Photons are primarily radiated after the explosion itself, as ejected matter emits thermally in ultraviolet, visible and infrared bands with a luminosity visible for months to years. In addition to the thermal energy deposited by the explosion itself, the supernova light curve can be powered by the decay of radioactive isotopes synthesized in the explosion, and, in some cases, by long-term activity of the central remnant (e.g., a rotating, magnetized neutron star or accreting black hole). Non-thermal radiation from radioactive decay can be detected in x-ray/gamma-ray bands for very nearby events and Galactic SN remnants. The panchromatic light curves and spectra provide a wealth of information as to the mass, kinetic energy, radioactive content, and elemental composition of the material ejected in the explosion.

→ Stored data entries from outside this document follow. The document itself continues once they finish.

PR #3122, opened 2019-11-12
Add Ctrl-f and Ctrl-b for pagedown/up in varnishstat.

lkarsten:
This adds another vim-style key binding to varnishstat.

Couldn't find any good way to extend u00008.vtc to test it. The
cursor is always at column 22 and page-downing to the bottom
will break the test case when we add another counter.

### DIFF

Simulating the electromagnetic emission from stellar explosion models requires 3-D time-dependent multi-wavelength Boltzmann transport, coupled to the thermodynamics of the expanding, radioactively heated ejecta. Because the timescale for photon diffusion is typically much longer than that of the explosion itself, the problem can usually be treated in post-processing. The initial conditions of the photon transport calculation are the density, velocity, temperature, and composition of the ejecta once hydrodynamical effects have abated. The dynamical evolution thereafter is simple free-expansion, with the gas temperature and ionization state set by a strong matter-radiation coupling that must be calculated implicitly.